Exercise objective: Only an exact repetition of the entries counts as an answer.

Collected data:
====================
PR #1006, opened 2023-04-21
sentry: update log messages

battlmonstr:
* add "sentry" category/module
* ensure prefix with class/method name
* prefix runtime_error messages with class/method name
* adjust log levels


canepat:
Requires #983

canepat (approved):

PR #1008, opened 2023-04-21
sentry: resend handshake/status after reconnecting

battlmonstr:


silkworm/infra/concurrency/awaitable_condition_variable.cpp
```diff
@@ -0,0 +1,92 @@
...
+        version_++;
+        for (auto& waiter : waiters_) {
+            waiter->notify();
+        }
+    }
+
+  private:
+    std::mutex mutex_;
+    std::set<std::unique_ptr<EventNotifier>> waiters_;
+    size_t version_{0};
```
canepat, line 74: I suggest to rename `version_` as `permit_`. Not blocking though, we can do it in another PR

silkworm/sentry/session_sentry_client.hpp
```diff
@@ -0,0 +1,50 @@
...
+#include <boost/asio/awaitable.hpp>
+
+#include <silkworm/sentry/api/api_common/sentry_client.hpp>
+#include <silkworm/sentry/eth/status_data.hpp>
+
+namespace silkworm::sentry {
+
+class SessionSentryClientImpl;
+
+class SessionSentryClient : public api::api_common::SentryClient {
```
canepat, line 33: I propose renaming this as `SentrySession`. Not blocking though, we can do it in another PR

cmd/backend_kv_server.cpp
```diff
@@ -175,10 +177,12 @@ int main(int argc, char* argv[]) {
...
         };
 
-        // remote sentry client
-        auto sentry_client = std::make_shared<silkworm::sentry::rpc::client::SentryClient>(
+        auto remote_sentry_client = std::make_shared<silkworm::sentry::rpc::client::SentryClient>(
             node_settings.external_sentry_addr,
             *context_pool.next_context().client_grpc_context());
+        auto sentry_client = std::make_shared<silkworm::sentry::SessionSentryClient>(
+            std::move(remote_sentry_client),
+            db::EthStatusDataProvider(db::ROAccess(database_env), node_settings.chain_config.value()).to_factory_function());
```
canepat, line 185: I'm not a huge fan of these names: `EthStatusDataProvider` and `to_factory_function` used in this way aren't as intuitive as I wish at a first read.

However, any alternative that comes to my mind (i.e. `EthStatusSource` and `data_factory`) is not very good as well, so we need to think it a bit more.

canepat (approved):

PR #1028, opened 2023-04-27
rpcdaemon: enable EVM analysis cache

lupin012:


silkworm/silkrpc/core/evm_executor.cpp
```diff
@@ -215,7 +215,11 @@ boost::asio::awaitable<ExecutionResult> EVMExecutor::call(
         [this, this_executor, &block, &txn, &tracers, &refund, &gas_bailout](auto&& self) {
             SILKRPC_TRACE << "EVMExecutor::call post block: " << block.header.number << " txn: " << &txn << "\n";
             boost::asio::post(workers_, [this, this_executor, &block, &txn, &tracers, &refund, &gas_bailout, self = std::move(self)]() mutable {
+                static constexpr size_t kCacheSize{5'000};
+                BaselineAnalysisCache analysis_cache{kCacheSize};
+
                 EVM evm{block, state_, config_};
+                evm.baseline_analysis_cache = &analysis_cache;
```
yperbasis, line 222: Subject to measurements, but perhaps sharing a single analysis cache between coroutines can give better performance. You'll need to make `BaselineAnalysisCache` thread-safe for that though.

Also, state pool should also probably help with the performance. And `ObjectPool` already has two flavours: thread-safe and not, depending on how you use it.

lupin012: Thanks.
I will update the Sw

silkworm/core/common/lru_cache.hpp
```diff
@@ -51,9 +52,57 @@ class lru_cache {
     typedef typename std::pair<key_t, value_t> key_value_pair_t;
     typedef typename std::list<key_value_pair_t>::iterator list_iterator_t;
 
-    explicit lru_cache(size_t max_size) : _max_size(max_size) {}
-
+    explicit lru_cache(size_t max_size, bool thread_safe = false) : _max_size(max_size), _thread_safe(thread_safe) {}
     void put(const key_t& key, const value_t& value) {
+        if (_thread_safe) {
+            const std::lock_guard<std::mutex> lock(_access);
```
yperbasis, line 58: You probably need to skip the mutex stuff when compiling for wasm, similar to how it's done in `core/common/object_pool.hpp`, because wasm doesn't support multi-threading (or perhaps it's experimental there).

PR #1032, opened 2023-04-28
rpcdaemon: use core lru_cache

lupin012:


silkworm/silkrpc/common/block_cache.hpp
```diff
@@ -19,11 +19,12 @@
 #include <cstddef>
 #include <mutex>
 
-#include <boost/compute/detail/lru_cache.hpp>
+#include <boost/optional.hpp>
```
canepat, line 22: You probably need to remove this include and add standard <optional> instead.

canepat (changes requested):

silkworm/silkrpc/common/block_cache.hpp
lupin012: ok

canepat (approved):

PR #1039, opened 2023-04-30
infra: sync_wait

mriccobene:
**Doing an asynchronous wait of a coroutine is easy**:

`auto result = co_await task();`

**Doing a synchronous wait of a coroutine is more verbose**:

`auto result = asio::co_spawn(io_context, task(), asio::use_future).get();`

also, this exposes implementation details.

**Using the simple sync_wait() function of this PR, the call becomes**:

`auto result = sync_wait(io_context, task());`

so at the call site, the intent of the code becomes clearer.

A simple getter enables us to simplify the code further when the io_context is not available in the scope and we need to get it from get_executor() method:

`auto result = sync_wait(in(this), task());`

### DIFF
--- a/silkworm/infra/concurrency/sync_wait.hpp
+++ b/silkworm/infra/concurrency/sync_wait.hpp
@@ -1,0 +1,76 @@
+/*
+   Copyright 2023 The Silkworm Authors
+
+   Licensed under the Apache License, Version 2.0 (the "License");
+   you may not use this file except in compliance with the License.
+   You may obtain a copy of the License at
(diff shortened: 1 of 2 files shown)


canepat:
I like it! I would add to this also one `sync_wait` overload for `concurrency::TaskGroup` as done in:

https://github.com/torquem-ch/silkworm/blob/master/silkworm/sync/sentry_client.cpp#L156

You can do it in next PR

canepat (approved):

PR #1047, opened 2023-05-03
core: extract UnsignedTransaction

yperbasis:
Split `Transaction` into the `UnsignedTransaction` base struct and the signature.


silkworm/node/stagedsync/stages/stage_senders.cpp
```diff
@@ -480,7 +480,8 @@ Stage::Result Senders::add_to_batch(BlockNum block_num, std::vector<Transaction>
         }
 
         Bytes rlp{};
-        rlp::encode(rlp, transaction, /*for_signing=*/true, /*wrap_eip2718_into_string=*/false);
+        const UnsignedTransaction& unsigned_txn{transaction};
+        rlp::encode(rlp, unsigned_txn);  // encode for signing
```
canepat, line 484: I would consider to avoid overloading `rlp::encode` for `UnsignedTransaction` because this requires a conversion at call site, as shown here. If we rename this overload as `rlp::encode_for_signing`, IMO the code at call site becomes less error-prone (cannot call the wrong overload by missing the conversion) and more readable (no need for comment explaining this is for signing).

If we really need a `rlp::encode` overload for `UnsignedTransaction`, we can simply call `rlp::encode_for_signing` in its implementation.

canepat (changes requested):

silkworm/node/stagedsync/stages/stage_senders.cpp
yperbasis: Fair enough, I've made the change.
====================
Your solution:
PR #1006, opened 2023-04-21
sentry: update log messages

battlmonstr:
* add "sentry" category/module
* ensure prefix with class/method name
* prefix runtime_error messages with class/method name
* adjust log levels


canepat:
Requires #983

canepat (approved):

PR #1008, opened 2023-04-21
sentry: resend handshake/status after reconnecting

battlmonstr:


silkworm/infra/concurrency/awaitable_condition_variable.cpp
```diff
@@ -0,0 +1,92 @@
...
+        version_++;
+        for (auto& waiter : waiters_) {
+            waiter->notify();
+        }
+    }
+
+  private:
+    std::mutex mutex_;
+    std::set<std::unique_ptr<EventNotifier>> waiters_;
+    size_t version_{0};
```
canepat, line 74: I suggest to rename `version_` as `permit_`. Not blocking though, we can do it in another PR

silkworm/sentry/session_sentry_client.hpp
```diff
@@ -0,0 +1,50 @@
...
+#include <boost/asio/awaitable.hpp>
+
+#include <silkworm/sentry/api/api_common/sentry_client.hpp>
+#include <silkworm/sentry/eth/status_data.hpp>
+
+namespace silkworm::sentry {
+
+class SessionSentryClientImpl;
+
+class SessionSentryClient : public api::api_common::SentryClient {
```
canepat, line 33: I propose renaming this as `SentrySession`. Not blocking though, we can do it in another PR

cmd/backend_kv_server.cpp
```diff
@@ -175,10 +177,12 @@ int main(int argc, char* argv[]) {
...
         };
 
-        // remote sentry client
-        auto sentry_client = std::make_shared<silkworm::sentry::rpc::client::SentryClient>(
+        auto remote_sentry_client = std::make_shared<silkworm::sentry::rpc::client::SentryClient>(
             node_settings.external_sentry_addr,
             *context_pool.next_context().client_grpc_context());
+        auto sentry_client = std::make_shared<silkworm::sentry::SessionSentryClient>(
+            std::move(remote_sentry_client),
+            db::EthStatusDataProvider(db::ROAccess(database_env), node_settings.chain_config.value()).to_factory_function());
```
canepat, line 185: I'm not a huge fan of these names: `EthStatusDataProvider` and `to_factory_function` used in this way aren't as intuitive as I wish at a first read.

However, any alternative that comes to my mind (i.e. `EthStatusSource` and `data_factory`) is not very good as well, so we need to think it a bit more.

canepat (approved):

PR #1028, opened 2023-04-27
rpcdaemon: enable EVM analysis cache

lupin012:


silkworm/silkrpc/core/evm_executor.cpp
```diff
@@ -215,7 +215,11 @@ boost::asio::awaitable<ExecutionResult> EVMExecutor::call(
         [this, this_executor, &block, &txn, &tracers, &refund, &gas_bailout](auto&& self) {
             SILKRPC_TRACE << "EVMExecutor::call post block: " << block.header.number << " txn: " << &txn << "\n";
             boost::asio::post(workers_, [this, this_executor, &block, &txn, &tracers, &refund, &gas_bailout, self = std::move(self)]() mutable {
+                static constexpr size_t kCacheSize{5'000};
+                BaselineAnalysisCache analysis_cache{kCacheSize};
+
                 EVM evm{block, state_, config_};
+                evm.baseline_analysis_cache = &analysis_cache;
```
yperbasis, line 222: Subject to measurements, but perhaps sharing a single analysis cache between coroutines can give better performance. You'll need to make `BaselineAnalysisCache` thread-safe for that though.

Also, state pool should also probably help with the performance. And `ObjectPool` already has two flavours: thread-safe and not, depending on how you use it.

lupin012: Thanks.
I will update the Sw

silkworm/core/common/lru_cache.hpp
```diff
@@ -51,9 +52,57 @@ class lru_cache {
     typedef typename std::pair<key_t, value_t> key_value_pair_t;
     typedef typename std::list<key_value_pair_t>::iterator list_iterator_t;
 
-    explicit lru_cache(size_t max_size) : _max_size(max_size) {}
-
+    explicit lru_cache(size_t max_size, bool thread_safe = false) : _max_size(max_size), _thread_safe(thread_safe) {}
     void put(const key_t& key, const value_t& value) {
+        if (_thread_safe) {
+            const std::lock_guard<std::mutex> lock(_access);
```
yperbasis, line 58: You probably need to skip the mutex stuff when compiling for wasm, similar to how it's done in `core/common/object_pool.hpp`, because wasm doesn't support multi-threading (or perhaps it's experimental there).

PR #1032, opened 2023-04-28
rpcdaemon: use core lru_cache

lupin012:


silkworm/silkrpc/common/block_cache.hpp
```diff
@@ -19,11 +19,12 @@
 #include <cstddef>
 #include <mutex>
 
-#include <boost/compute/detail/lru_cache.hpp>
+#include <boost/optional.hpp>
```
canepat, line 22: You probably need to remove this include and add standard <optional> instead.

canepat (changes requested):

silkworm/silkrpc/common/block_cache.hpp
lupin012: ok

canepat (approved):

PR #1039, opened 2023-04-30
infra: sync_wait

mriccobene:
**Doing an asynchronous wait of a coroutine is easy**:

`auto result = co_await task();`

**Doing a synchronous wait of a coroutine is more verbose**:

`auto result = asio::co_spawn(io_context, task(), asio::use_future).get();`

also, this exposes implementation details.

**Using the simple sync_wait() function of this PR, the call becomes**:

`auto result = sync_wait(io_context, task());`

so at the call site, the intent of the code becomes clearer.

A simple getter enables us to simplify the code further when the io_context is not available in the scope and we need to get it from get_executor() method:

`auto result = sync_wait(in(this), task());`

### DIFF
--- a/silkworm/infra/concurrency/sync_wait.hpp
+++ b/silkworm/infra/concurrency/sync_wait.hpp
@@ -1,0 +1,76 @@
+/*
+   Copyright 2023 The Silkworm Authors
+
+   Licensed under the Apache License, Version 2.0 (the "License");
+   you may not use this file except in compliance with the License.
+   You may obtain a copy of the License at
(diff shortened: 1 of 2 files shown)


canepat:
I like it! I would add to this also one `sync_wait` overload for `concurrency::TaskGroup` as done in:

https://github.com/torquem-ch/silkworm/blob/master/silkworm/sync/sentry_client.cpp#L156

You can do it in next PR

canepat (approved):

PR #1047, opened 2023-05-03
core: extract UnsignedTransaction

yperbasis:
Split `Transaction` into the `UnsignedTransaction` base struct and the signature.


silkworm/node/stagedsync/stages/stage_senders.cpp
```diff
@@ -480,7 +480,8 @@ Stage::Result Senders::add_to_batch(BlockNum block_num, std::vector<Transaction>
         }
 
         Bytes rlp{};
-        rlp::encode(rlp, transaction, /*for_signing=*/true, /*wrap_eip2718_into_string=*/false);
+        const UnsignedTransaction& unsigned_txn{transaction};
+        rlp::encode(rlp, unsigned_txn);  // encode for signing
```
canepat, line 484: I would consider to avoid overloading `rlp::encode` for `UnsignedTransaction` because this requires a conversion at call site, as shown here. If we rename this overload as `rlp::encode_for_signing`, IMO the code at call site becomes less error-prone (cannot call the wrong overload by missing the conversion) and more readable (no need for comment explaining this is for signing).

If we really need a `rlp::encode` overload for `UnsignedTransaction`, we can simply call `rlp::encode_for_signing` in its implementation.

canepat (changes requested):

silkworm/node/stagedsync/stages/stage_senders.cpp
yperbasis: Fair enough, I've made the change.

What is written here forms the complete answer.